Option 4 is probably the most robust, and would be what I suggest. 2 & 3 would likely work.

Thoughts?

michael-lazar commented 6 years ago

The comments aren't being used to track any state about the post, only to provide instructions to the user. I took the idea from git, for example when you make a new commit in git it opens a temporary file in your editor with the following text:

# Please enter the commit message for your changes. Lines starting
# with '#' will be ignored, and an empty message aborts the commit.
#
# On branch master
# Your branch is up to date with 'origin/master'.
#
# Changes to be committed:
#       new file:   tmp.txt

To be clear, this is what you're suggesting w/ number 4?

<!--f8das67dSAH&8h
Please type your submission below this comment block.

The first line will be interpreted as the title.
The following lines will be interpreted ad the content.

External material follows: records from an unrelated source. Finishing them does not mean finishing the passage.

PR #4289, opened 2020-12-20
How to calculate channel fees using the RPC ?

hosiawak:
Rationale: I'm working on a tool for C-Lightning and need to calculate on chain channel opening/closing/other fees. I've added `getrawtransaction` to `bcli.c` that lets me do that. It should come in handy in other situations too.

Please review my code if you have a minute and let me know if you see any issues.

### DIFF
--- a/plugins/bcli.c
+++ b/plugins/bcli.c
@@ -13,6 +13,7 @@
 #include <ccan/tal/grab_file/grab_file.h>
 #include <ccan/tal/path/path.h>
 #include <ccan/tal/str/str.h>
+#include <common/json_stream.h>
 #include <common/json_helpers.h>
 #include <common/memleak.h>
 #include <common/utils.h>
@@ -431,6 +432,26 @@ static struct command_result *process_getblockchaininfo(struct bitcoin_cli *bcli
 	return command_finished(bcli->cmd, response);
 }
 
+static struct command_result *process_getrawtransaction(struct bitcoin_cli *bcli)
+{
+	const jsmntok_t *tokens = NULL;
+	struct json_stream *response;
+
+	tokens = json_parse_simple(bcli->output,
+				   bcli->output, bcli->output_bytes);
+	if (!tokens) {
+		return command_err_bcli_badjson(bcli, "cannot parse");
+	}
+
+	if (tokens[0].type != JSMN_OBJECT) {
+		return command_err_bcli_badjson(bcli, "non-object");
+	}
+
+	response = jsonrpc_stream_success(bcli->cmd);
+
+	json_stream_append(response, bcli->output + tokens[0].start + 1, tokens[0].end - 2);
+	return command_finished(bcli->cmd, response);
+}
 
 struct estimatefees_stash {
 	/* FIXME: We use u64 but lightningd will store them as u32. */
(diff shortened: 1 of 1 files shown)


plugins/bcli.c
```diff
@@ -431,6 +432,26 @@ static struct command_result *process_getblockchaininfo(struct bitcoin_cli *bcli
...
 }
 
+static struct command_result *process_getrawtransaction(struct bitcoin_cli *bcli)
+{
+	const jsmntok_t *tokens = NULL;
+	struct json_stream *response;
+
+	tokens = json_parse_simple(bcli->output,
+				   bcli->output, bcli->output_bytes);
+	if (!tokens) {
```
ZmnSCPxj, line 442: We usually elide `{` `}` for single-statement `if`/`while`/`for`.

plugins/bcli.c
```diff
@@ -959,6 +1002,14 @@ static const struct plugin_command commands[] = {
 		"",
 		getutxout
 	},
+	{
+		"getrawtransaction",
```
ZmnSCPxj, line 1006: Any reason why it needs to go through `lightningd` instead of directly to `bitcoind`?  This would increase effort for #3858.  On the other hand, if #3858 pushes through, then it is reasonable for a plugin to prefer this interface rather than directly calling into `bitcoind`, as the backend might not be `bitcoind` anymore.

hosiawak: The tool I'm working on is web based node dashboard (I haven't found anything decent for C-Lightning). The reason why I'd like to avoid setting up connection details to both `lightningd` and `bitcoind` is better user experience when setting them up. Currently I'm running C-Lightning node on a remote machine whilst the tool is running locally so I'm using `socat` on the remote + `socat` on localhost to get a local socket that will work with [lightning-client for node](https://www.npmjs.com/package/lightning-client). It's not ideal if I have to do this for `bitcoind` as well and expect the users to do the same. 

If #3858 goes through couldn't we disable `getrawtransaction` if it's not available in the backend or cannot be implemented ?

plugins/bcli.c
hosiawak: I mimicked the style from `*process_getblockchaininfo` and `*process_getutxout` etc.

plugins/bcli.c
ZmnSCPxj: What transactions specifically are you extracting?  My understanding is that if the `bitcoind` backend itself is not `txindex=1`, it would not be able to provide arbitrary transactions.  We do not inform the backend of any pubkeys to watch as well (we just download every block as it comes in and iterate over each tx and check for those we are interested in), so without `txindex=1` I am uncertain what a `bitcoind` would be able to provide.

If the transactions you are extracting are those that the LN node wants to track as well, maybe it would be better to expose those in our RPC (which is probably a lot more effort over here in C-Lightning, but feels like the "right thing").

hosiawak: I'm interested in channel opening and closing transactions only and specifically their on chain fees. After your comment I realised that this PR wouldn't work without a `txindex=1` and that I can probably use `getrawblockbyheight` to get the data I want. 

I still don't know how to calculate the value of the total inputs having just their txids and block data though. Does fee calculation still require `txindex=1` in core and there's no way around it currently ?

I noticed that [getblock will return tx fees when run in verbose mode soon](https://github.com/bitcoin/bitcoin/pull/18772) (when it gets merged into core) so maybe I could use that instead and modify `getrawblockbyheight` to accept an optional tx position (index) parameter which will make it return only that transaction data (with calculated fee included because verbosity will be set to 2).

Is it a good idea that has a chance of being accepted ?

cdecker: If we are the funders of the channel we'll have both the funding tx as well as the `outputs` corresponding to the funding's inputs, so for these we could compute them ourselves quite easily. The downside of this is that the data is pretty spotty (only covers our own transactions), but that may match your exact use-case if all you want to do is show users the fees they paid themselves.

hosiawak: @cdecker Yes, I'm interested in showing how much we paid for channel txs. Do you know if it's possible if it's possible to get the outputs corresponding to funding's inputs via the JSON RPC somehow and if it's not possible where I can look in the C-Lightning code and learn how to expose this via the RPC ?

cdecker: We currently don't have a way to list spent outputs which is what you'd require to compute fees. We can easily add a `spent=True` flag to `listfunds` to also include spent outputs.

From there on you'd just
 - call `lightning-cli listtransactions`, stash the result
 - call `lightning-cli listfunds spent=true`

And then merge the two results by:

 - Iterate through transactions
 - For each transaction:
   - Iterate over inputs
   - Look up matching output
   - Compute input amounts, and subtract output amounts.

Adding the flag is a good first issue, and if you'd like to go that way I'll open an issue tracking progress :-)

hosiawak: Thanks @cdecker I'll do that. I guess this PR can be closed then ?

cdecker: Sounds good to me :+1:

I'll open the tracking issue and close this PR then. Would you like to work on the `spent=true` param yourself (in which case I'll earmark the issue with your name)?

hosiawak: @cdecker Yes, I'll pick it up. Thanks.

Posting to /r/WritingPrompts
-->

Overall I think this works out pretty well. It's still not as straightforward as using #, but it's probably worth the tradeoff for fully supporting markdown. There's a small chance that if the user isn't familiar with HTML they might screw it up by typing their post inside of the closing tag, or inadvertently deleting the closing tag. Since the random string is only needed to prevent collisions, it doesn't need to be unique and could be hardcoded in the RTV configuration or even set to something more legible like this:

<!--RTV+INSTRUCTIONS
Please type your submission below this comment block.

The first line will be interpreted as the title.
The following lines will be interpreted as the content.

Posting to /r/WritingPrompts
-->
dredmorbius commented 5 years ago

Just noting that the resolution is satisfactory. Thank you.